PR #902, opened 2026-09-06
fix : Add keyboard navigation to dashboard search

### LINKED ISSUE #883: Dashboard search suggestions can't be selected with the keyboard
## Problem
`apps/client/src/components/Alerts/DashboardHeader.tsx:136-161` — the dashboard search dropdown is mouse-only:

- suggestions are chosen with `onMouseDown` (line 150): no arrow-key navigation, no Enter to select
- no `role="combobox"` / `role="listbox"` / `role="option"`, no `aria-expanded` or `aria-activedescendant`, so screen readers get nothing
- the list is dismissed by `onBlur={() => setTimeout(() => setIsSearchFocused(false), 200)}` (line 140) — a magic delay racing the click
# # # # # # #
# [What to do]
Your response needs to restate the lines above exactly.

# [Answer to this task]
PR #902, opened 2026-09-06
fix : Add keyboard navigation to dashboard search

### LINKED ISSUE #883: Dashboard search suggestions can't be selected with the keyboard
## Problem
`apps/client/src/components/Alerts/DashboardHeader.tsx:136-161` — the dashboard search dropdown is mouse-only:

- suggestions are chosen with `onMouseDown` (line 150): no arrow-key navigation, no Enter to select
- no `role="combobox"` / `role="listbox"` / `role="option"`, no `aria-expanded` or `aria-activedescendant`, so screen readers get nothing
- the list is dismissed by `onBlur={() => setTimeout(() => setIsSearchFocused(false), 200)}` (line 140) — a magic delay racing the click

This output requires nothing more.